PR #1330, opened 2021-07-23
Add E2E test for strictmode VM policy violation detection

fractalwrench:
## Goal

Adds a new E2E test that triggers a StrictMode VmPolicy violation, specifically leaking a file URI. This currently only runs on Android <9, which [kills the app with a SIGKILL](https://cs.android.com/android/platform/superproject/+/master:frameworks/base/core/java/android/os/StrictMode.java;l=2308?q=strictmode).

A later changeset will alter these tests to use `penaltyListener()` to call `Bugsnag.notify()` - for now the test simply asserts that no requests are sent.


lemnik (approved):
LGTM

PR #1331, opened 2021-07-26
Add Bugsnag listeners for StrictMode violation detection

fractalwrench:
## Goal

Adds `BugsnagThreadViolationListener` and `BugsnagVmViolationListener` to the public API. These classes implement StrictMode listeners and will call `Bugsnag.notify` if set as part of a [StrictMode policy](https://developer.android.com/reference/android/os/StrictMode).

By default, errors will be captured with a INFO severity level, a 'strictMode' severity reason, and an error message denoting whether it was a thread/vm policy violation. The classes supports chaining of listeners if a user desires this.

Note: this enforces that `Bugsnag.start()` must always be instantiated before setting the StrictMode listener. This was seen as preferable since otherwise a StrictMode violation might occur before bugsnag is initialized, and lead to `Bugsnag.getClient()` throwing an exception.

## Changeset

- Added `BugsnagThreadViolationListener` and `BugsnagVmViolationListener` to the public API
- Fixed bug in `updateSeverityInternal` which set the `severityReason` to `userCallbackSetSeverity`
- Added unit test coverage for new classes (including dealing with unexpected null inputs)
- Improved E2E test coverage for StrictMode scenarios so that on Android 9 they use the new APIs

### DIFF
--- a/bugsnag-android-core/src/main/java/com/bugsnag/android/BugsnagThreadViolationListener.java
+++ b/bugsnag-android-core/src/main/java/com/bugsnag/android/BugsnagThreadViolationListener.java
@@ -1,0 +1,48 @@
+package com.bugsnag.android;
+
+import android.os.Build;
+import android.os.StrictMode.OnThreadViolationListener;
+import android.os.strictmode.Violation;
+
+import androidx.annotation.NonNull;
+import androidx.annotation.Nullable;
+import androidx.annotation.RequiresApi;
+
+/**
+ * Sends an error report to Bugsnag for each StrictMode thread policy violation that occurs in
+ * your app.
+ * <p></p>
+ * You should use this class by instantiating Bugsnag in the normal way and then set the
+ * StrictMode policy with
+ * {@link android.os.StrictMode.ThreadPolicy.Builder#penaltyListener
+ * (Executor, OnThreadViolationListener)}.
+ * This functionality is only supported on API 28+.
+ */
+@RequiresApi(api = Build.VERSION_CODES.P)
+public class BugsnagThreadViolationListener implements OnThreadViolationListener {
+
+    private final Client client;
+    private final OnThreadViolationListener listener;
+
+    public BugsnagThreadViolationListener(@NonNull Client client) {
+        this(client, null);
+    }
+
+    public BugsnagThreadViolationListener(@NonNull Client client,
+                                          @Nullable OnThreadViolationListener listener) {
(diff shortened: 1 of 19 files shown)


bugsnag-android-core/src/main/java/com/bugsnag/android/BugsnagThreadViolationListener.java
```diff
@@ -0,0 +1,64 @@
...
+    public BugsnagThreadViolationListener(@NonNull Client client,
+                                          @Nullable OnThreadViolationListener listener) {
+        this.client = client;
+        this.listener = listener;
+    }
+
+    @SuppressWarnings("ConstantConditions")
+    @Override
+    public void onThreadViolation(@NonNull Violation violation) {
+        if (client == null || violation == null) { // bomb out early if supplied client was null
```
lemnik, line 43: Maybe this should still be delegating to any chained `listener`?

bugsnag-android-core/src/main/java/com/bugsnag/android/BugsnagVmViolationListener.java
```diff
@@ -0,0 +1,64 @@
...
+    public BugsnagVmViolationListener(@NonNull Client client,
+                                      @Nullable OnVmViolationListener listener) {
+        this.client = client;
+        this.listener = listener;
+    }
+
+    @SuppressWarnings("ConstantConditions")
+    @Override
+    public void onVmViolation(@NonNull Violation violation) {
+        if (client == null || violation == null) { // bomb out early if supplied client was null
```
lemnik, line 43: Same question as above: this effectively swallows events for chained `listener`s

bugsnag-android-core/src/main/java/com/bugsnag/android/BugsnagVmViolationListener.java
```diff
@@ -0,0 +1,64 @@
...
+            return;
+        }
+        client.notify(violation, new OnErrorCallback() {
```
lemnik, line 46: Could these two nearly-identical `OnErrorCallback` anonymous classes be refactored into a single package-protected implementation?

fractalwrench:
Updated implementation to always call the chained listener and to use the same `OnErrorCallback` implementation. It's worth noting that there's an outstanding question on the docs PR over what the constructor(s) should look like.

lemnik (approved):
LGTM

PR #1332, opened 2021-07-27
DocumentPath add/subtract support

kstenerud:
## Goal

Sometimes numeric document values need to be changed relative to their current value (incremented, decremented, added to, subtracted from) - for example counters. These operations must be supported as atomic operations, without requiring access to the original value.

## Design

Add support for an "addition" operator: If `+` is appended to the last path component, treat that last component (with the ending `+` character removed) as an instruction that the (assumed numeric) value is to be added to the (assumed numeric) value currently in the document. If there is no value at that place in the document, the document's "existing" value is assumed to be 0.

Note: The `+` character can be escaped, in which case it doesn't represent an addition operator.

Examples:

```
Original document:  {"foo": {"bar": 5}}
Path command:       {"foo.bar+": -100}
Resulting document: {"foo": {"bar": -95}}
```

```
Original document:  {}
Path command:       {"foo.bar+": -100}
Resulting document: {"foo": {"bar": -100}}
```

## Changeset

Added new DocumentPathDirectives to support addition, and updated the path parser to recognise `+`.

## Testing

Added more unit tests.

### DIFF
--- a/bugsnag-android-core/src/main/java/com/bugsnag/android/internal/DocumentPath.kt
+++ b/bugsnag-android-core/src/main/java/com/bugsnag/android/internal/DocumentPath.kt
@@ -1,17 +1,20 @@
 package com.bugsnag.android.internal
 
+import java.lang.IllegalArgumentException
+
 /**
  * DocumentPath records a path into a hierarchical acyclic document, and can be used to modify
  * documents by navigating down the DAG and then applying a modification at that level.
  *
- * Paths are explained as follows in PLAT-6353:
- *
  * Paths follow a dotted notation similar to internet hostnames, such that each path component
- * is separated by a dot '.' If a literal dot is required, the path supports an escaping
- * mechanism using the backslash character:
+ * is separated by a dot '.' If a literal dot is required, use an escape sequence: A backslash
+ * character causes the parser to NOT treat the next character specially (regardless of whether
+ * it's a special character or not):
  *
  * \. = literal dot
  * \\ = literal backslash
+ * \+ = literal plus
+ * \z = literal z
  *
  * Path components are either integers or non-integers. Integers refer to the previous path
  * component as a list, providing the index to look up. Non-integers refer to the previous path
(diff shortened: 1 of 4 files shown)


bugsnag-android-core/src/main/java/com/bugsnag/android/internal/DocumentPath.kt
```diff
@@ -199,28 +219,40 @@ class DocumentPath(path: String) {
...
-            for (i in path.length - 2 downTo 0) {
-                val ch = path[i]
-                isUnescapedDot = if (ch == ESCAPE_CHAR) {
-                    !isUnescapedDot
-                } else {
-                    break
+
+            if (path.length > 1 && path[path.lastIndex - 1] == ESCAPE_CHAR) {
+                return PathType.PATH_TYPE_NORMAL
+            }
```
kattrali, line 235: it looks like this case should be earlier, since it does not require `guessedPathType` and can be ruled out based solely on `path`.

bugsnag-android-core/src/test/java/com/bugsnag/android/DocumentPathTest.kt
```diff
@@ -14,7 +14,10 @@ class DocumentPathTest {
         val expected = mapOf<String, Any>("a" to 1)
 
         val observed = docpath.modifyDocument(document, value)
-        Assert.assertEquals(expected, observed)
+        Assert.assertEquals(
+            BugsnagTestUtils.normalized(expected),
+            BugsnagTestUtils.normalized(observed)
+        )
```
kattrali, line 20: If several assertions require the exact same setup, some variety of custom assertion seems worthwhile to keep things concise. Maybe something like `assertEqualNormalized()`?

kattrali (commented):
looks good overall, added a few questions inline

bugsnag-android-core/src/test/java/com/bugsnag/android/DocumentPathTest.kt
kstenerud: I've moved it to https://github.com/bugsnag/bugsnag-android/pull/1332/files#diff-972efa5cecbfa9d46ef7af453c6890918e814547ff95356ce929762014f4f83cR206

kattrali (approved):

------------------------

Task to carry out –
Every line above that has the string "literal" needs to be copied.

Result of this task –
- * is separated by a dot '.' If a literal dot is required, the path supports an escaping
+ * is separated by a dot '.' If a literal dot is required, use an escape sequence: A backslash
  * \. = literal dot
  * \\ = literal backslash
+ * \+ = literal plus
+ * \z = literal z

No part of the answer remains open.